Its prob him maturing of age!! He is awesome! haha


----------



## TianTian (Apr 14, 2009)

Aging? Aww, Puppyfish you hear that? You're getting OLD!! :lol:

Well, he's done okay so far. In fact, I'd say he's livened up some. But you make a good point and I'll be sure to monitor his food better from now on. 

fdsafkljdsalkfffff I want another Betta. Like, this feeling was the exact same feeling when I woke up one Monday morning and said, "I'm buying a Betta tonight". I knew nothing about Bettas when I first bought Tian-Tian. He's put me through so many ups and downs.. and at one point I thought I'd lose him. But he's bounced right back and changed colors just to mess with me.

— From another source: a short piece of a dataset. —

PR #5063, opened 2026-04-23
Fixes #5065. Pressing Shift-Alt-T in a TextField causes a t to be entered

### LINKED ISSUE #5065: Pressing Shift-Alt-T in a TextField causes a t to be entered
This question keeps coming up even when using the Shift key with Alt-T.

And so armed with my knowledge, and ability to handle another tank to clean, I'm ready for another Betta. 
I'm ready. 

Maybe if I use enough water conditioner, I can make an excuse to go to the pet store? *checks bottle* Blast! Still halfway full! :|


----------



## dramaqueen (Jul 7, 2008)

Maybe accidently on purpose spill your conditioner so you'll have an excuse to go to the petstore. lol


----------



## Luchi (May 20, 2009)

Well his color change is ammmaaazzinnnggg! He sure is a pretty color blue!!!


----------



## Vikki81207 (May 27, 2009)

Go squeeze some conditioner in the toilet, so you have like none left. lol


----------



## jeaninel (Aug 24, 2007)

He's really colored up nicely. I'm thinking maybe he's maturing and/or he's healthier than when you first bought him due to good care, food, love, etc. Either way, he looks great!

Tian Tian, I think you have MBS... Multi Betta Syndrome. lol


----------



## ifish (Apr 30, 2009)

my betta has grown more active sine i put him in a 2 gallin other then a .5 gallon


----------



## TianTian (Apr 14, 2009)

Whoo! So I have another Betta.  His name is Taco and he's a nice, bright orange with transparent fins. Pictures (and EPIC STORY) to follow shortly in the pictures forum! 

I haven't dumped out my conditioner, but I have a feeling I shouldv'e restocked today while I had the chance. ^^; 
And Tian-Tian is HUGE in comparison to Taco; he's a tiny little guy!


----------



## dramaqueen (Jul 7, 2008)

I think we all have MBS! lol


----------



## crowntail lover (Apr 25, 2009)

Great!!!!!!!!!!!!!!!!!!!!!!!!!!!!!!!!!!!!!!!!!!!!!!!!!!!!!!!!1


----------



## Vikki81207 (May 27, 2009)

Yes I think we all have MBS. lol. And i know what you mean Tian Tian, Blue is tiny compared to Fishy.


----------



## BettaSquirt (Jun 2, 2009)

You got Taco!!!!!


----------



## crowntail lover (Apr 25, 2009)

He is beautiful!!!


----------



## TianTian (Apr 14, 2009)

Thanks y'all!


----------



## crowntail lover (Apr 25, 2009)

HAHA!!!! I love Taco!!! lol.....


----------



## dramaqueen (Jul 7, 2008)

I like tacos too... ummm, I mean I like Taco, too! lol


----------



## crowntail lover (Apr 25, 2009)

haha!!


----------



## TianTian (Apr 14, 2009)

MMMMM tacotacotacotacotaco!!!  

He's a cutie. For reals.


----------



## ifish (Apr 30, 2009)

wheres the picture i wanna see and congrates i think this summer ill go get a new betta im jealous


----------



## LiyahsGrandma (May 29, 2009)

I love his color


----------



## TianTian (Apr 14, 2009)

Thanks everyone!!  

As I posted on my other thread about Taco, I got in a car wreck yesterday and I'm in a neck brace so things are a little difficult at the moment. My boys are still being fed, so everything is otherwise well. Ta-ta for now!


----------